*** Opening PROVIDED INFORMATION ***
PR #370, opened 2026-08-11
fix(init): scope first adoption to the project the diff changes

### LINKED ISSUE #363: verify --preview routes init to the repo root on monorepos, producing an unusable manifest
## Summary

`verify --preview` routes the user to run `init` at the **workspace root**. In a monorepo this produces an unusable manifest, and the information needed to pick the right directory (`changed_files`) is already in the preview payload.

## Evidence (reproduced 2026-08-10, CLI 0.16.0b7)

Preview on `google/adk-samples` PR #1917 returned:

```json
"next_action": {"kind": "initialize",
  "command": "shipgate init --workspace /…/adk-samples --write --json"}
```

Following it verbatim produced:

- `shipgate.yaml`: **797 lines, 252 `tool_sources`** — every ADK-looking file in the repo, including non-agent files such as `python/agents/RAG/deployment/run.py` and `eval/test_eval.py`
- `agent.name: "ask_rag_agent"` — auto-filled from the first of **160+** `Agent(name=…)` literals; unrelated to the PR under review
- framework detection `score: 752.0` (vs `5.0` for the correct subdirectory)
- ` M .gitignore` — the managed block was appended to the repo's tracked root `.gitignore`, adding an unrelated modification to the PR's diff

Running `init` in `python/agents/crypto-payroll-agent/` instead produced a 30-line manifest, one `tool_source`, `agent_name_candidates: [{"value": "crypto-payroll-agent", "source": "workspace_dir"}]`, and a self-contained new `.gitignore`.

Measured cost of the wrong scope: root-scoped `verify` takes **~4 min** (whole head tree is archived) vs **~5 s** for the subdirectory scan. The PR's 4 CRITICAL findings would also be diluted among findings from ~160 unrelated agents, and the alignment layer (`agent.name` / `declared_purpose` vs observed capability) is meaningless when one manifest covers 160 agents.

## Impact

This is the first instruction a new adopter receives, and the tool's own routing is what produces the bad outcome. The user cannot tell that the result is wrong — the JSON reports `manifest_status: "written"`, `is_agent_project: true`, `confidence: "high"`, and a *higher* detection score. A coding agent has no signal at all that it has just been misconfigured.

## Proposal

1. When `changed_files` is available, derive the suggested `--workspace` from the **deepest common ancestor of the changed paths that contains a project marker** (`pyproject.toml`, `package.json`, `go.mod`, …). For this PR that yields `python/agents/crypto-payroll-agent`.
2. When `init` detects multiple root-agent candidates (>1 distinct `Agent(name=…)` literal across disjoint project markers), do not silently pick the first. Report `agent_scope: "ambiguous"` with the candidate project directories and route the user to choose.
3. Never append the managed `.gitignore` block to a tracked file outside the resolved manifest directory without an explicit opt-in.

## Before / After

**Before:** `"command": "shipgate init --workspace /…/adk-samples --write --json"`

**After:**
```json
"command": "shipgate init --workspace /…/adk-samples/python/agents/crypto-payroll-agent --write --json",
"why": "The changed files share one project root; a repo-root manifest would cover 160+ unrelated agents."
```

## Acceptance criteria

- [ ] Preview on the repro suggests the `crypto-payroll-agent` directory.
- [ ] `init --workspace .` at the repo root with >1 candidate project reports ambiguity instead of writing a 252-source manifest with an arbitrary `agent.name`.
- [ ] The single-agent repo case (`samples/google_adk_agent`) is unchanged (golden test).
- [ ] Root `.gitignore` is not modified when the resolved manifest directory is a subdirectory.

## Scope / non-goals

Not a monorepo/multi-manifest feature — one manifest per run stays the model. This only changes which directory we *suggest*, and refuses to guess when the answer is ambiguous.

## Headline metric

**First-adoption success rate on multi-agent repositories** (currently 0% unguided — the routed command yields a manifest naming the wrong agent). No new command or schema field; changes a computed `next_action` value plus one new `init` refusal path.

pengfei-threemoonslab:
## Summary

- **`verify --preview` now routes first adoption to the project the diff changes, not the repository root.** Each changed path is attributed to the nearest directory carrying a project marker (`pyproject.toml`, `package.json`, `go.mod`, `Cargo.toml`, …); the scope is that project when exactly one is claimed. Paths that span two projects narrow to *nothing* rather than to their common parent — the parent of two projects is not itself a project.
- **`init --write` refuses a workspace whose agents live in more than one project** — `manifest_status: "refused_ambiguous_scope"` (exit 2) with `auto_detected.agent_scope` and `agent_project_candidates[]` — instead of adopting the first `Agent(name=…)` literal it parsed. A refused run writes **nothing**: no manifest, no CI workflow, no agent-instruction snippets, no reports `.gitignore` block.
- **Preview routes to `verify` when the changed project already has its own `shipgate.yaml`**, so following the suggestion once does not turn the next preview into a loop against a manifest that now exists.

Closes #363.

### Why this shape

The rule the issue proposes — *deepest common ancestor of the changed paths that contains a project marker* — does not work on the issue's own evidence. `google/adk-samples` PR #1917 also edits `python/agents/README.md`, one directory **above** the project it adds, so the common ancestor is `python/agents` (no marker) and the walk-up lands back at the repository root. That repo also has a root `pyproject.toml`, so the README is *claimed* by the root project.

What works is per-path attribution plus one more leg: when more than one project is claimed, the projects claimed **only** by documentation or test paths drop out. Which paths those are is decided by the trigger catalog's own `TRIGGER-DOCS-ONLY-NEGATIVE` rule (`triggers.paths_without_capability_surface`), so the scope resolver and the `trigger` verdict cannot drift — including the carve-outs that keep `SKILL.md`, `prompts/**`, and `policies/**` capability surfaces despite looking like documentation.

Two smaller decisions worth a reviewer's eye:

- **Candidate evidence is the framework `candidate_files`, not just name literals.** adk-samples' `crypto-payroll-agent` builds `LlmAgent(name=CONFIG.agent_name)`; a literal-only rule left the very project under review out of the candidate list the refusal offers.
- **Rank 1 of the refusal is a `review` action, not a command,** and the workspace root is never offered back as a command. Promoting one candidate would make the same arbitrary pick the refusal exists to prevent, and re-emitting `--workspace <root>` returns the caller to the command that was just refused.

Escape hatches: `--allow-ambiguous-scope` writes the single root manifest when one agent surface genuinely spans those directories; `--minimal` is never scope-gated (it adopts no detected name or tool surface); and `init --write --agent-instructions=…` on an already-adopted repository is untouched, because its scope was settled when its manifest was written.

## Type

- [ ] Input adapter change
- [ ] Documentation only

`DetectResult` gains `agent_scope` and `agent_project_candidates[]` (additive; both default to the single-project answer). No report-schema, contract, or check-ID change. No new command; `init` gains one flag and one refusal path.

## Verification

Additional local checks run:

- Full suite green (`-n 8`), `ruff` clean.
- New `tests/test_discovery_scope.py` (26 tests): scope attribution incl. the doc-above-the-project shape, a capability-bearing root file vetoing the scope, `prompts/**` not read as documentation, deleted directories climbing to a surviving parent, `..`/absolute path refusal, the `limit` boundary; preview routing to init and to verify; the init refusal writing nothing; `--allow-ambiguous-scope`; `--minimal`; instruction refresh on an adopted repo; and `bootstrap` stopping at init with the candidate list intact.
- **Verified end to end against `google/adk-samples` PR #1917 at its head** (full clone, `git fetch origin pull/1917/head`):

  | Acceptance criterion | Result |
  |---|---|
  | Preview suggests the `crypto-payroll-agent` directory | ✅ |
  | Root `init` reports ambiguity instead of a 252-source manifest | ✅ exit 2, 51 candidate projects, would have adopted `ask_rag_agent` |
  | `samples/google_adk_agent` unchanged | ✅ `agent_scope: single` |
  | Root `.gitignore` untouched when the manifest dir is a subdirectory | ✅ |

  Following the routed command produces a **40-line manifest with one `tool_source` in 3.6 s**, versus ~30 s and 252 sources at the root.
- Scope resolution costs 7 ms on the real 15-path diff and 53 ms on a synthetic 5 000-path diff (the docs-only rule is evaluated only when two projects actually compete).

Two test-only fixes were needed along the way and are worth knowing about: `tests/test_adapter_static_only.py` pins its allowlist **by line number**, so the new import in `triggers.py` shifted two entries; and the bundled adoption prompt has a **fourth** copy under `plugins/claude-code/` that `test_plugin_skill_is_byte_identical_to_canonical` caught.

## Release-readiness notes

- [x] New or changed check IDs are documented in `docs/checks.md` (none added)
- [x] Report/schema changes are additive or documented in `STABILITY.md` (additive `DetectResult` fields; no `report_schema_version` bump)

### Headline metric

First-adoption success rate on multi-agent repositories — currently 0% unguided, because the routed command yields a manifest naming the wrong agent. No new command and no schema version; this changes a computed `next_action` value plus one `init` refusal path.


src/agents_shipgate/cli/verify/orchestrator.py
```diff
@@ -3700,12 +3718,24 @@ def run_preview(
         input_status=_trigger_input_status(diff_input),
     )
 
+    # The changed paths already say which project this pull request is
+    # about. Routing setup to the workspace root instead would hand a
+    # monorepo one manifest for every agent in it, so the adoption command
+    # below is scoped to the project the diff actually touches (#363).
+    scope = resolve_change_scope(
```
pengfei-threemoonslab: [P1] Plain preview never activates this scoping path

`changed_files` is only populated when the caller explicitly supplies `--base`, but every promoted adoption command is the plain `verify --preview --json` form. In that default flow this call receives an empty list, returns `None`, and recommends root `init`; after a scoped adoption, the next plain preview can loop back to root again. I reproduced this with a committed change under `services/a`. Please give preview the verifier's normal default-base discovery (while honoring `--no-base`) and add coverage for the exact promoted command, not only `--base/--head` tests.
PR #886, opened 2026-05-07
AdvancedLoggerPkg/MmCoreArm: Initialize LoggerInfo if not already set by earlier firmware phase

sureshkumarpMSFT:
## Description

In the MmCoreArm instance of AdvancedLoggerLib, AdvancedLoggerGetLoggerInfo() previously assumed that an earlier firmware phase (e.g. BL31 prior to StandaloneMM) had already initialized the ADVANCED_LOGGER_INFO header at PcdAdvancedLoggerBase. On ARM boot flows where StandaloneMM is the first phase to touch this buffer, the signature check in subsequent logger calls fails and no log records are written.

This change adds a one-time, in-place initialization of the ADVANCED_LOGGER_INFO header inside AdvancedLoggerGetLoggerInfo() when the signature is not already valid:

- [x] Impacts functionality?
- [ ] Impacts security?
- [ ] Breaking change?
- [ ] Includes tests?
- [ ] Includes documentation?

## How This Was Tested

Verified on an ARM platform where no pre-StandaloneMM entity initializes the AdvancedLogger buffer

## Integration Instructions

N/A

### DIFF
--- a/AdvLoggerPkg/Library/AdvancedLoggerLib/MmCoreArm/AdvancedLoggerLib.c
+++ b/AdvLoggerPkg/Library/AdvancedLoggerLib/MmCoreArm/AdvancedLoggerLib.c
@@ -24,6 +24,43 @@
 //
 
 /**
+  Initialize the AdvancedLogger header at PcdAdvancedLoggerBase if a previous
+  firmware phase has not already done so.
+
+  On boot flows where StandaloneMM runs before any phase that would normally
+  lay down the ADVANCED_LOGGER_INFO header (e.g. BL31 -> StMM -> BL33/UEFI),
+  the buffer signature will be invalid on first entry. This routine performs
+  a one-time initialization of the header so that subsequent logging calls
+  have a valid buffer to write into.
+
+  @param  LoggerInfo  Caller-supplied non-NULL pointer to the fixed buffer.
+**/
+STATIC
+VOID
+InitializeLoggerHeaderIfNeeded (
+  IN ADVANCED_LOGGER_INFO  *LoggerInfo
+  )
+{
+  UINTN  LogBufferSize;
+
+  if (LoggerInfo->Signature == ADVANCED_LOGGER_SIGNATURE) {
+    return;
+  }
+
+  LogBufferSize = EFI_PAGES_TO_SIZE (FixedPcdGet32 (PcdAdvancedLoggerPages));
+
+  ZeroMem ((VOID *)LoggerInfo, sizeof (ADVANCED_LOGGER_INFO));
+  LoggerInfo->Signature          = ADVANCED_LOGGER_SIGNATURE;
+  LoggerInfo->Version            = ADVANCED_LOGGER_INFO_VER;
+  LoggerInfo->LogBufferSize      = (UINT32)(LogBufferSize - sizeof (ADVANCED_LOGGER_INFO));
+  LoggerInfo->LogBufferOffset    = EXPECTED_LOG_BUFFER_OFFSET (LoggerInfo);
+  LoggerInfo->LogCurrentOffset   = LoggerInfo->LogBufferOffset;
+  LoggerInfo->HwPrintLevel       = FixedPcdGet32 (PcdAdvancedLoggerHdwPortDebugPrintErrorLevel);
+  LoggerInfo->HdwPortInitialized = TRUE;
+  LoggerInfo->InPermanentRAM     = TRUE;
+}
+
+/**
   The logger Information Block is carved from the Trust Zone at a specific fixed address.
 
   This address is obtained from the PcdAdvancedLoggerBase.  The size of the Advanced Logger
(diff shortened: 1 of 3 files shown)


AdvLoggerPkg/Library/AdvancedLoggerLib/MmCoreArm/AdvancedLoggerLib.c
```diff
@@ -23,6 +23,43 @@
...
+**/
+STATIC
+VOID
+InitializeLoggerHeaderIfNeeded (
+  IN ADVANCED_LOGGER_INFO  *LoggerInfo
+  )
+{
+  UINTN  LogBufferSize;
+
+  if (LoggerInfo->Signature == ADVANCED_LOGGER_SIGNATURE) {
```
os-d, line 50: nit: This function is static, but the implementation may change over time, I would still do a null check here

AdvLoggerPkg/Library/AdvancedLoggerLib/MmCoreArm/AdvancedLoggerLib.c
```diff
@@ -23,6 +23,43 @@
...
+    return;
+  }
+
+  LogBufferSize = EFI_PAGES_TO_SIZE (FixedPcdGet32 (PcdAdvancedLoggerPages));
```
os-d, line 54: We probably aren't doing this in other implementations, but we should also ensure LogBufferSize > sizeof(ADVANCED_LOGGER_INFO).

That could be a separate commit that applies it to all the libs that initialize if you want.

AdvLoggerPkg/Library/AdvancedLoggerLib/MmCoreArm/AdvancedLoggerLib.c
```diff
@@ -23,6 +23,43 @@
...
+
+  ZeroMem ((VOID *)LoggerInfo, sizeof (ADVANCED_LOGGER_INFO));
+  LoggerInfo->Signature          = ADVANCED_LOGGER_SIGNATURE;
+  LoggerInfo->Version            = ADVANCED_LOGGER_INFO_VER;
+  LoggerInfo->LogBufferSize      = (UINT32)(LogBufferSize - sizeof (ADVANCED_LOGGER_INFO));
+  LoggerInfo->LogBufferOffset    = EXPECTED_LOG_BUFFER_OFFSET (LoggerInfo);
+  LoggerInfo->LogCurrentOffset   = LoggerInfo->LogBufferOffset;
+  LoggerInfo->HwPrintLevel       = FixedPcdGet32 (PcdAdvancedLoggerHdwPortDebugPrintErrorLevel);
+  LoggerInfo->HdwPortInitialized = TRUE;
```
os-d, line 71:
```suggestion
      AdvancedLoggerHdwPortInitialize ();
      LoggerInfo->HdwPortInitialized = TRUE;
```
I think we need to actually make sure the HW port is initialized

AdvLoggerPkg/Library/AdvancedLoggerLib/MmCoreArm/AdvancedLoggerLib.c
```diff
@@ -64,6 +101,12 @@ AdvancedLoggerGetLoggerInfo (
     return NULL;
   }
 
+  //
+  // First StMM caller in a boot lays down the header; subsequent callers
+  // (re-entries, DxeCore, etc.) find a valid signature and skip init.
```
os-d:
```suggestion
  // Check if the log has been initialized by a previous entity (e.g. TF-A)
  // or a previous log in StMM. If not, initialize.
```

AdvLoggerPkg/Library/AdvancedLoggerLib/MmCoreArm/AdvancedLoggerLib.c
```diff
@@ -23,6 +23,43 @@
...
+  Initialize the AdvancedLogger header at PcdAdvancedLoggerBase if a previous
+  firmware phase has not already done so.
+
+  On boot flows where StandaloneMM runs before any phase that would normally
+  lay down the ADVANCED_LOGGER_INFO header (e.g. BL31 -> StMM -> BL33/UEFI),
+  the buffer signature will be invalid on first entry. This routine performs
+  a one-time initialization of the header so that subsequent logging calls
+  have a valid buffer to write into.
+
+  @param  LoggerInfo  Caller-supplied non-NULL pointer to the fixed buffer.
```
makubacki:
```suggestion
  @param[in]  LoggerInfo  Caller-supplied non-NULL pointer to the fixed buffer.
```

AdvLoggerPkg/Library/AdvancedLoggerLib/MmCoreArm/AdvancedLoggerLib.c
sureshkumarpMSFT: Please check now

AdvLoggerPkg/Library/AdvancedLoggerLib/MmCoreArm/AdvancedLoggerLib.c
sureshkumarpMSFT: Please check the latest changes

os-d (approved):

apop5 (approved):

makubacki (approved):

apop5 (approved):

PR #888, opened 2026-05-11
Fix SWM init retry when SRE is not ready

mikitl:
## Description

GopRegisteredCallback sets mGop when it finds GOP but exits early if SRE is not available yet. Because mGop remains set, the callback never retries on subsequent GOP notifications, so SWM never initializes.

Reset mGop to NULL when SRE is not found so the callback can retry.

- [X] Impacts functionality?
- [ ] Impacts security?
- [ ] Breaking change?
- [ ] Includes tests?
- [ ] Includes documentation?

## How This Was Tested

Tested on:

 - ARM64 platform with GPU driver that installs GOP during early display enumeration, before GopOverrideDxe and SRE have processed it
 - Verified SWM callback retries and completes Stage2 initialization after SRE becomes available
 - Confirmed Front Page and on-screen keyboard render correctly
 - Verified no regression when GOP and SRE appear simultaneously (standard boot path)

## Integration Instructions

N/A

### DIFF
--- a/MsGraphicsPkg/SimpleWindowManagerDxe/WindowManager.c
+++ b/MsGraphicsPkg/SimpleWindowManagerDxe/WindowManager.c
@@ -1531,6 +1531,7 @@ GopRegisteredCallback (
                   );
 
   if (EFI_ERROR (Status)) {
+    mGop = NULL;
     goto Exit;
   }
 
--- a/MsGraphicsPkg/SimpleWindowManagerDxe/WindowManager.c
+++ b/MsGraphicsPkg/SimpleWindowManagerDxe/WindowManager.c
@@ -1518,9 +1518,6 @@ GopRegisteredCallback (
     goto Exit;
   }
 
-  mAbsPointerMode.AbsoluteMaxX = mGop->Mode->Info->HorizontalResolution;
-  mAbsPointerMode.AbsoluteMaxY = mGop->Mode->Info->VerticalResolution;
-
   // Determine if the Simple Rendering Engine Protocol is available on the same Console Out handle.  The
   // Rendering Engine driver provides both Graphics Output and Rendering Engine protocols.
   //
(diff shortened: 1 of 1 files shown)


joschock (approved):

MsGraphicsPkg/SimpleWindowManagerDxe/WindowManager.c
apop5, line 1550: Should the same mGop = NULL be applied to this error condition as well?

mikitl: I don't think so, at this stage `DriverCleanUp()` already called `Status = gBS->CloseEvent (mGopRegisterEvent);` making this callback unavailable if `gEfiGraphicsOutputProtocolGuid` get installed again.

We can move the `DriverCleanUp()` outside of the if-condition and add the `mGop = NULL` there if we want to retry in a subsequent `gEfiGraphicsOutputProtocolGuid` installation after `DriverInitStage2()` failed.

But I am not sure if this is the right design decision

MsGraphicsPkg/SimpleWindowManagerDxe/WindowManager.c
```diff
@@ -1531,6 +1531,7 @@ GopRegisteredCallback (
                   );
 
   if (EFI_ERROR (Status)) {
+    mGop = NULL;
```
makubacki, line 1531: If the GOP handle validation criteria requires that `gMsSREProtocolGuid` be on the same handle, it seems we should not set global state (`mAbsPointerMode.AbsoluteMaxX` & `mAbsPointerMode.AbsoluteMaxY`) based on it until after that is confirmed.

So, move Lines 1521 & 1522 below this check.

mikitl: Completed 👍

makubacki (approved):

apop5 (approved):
*** Closing PROVIDED INFORMATION ***
#### WORK INSTRUCTION
Look through the material above for the string "entity" and copy each line that has it.

#### EXERCISE RESPONSE
Verified on an ARM platform where no pre-StandaloneMM entity initializes the AdvancedLogger buffer
  // Check if the log has been initialized by a previous entity (e.g. TF-A)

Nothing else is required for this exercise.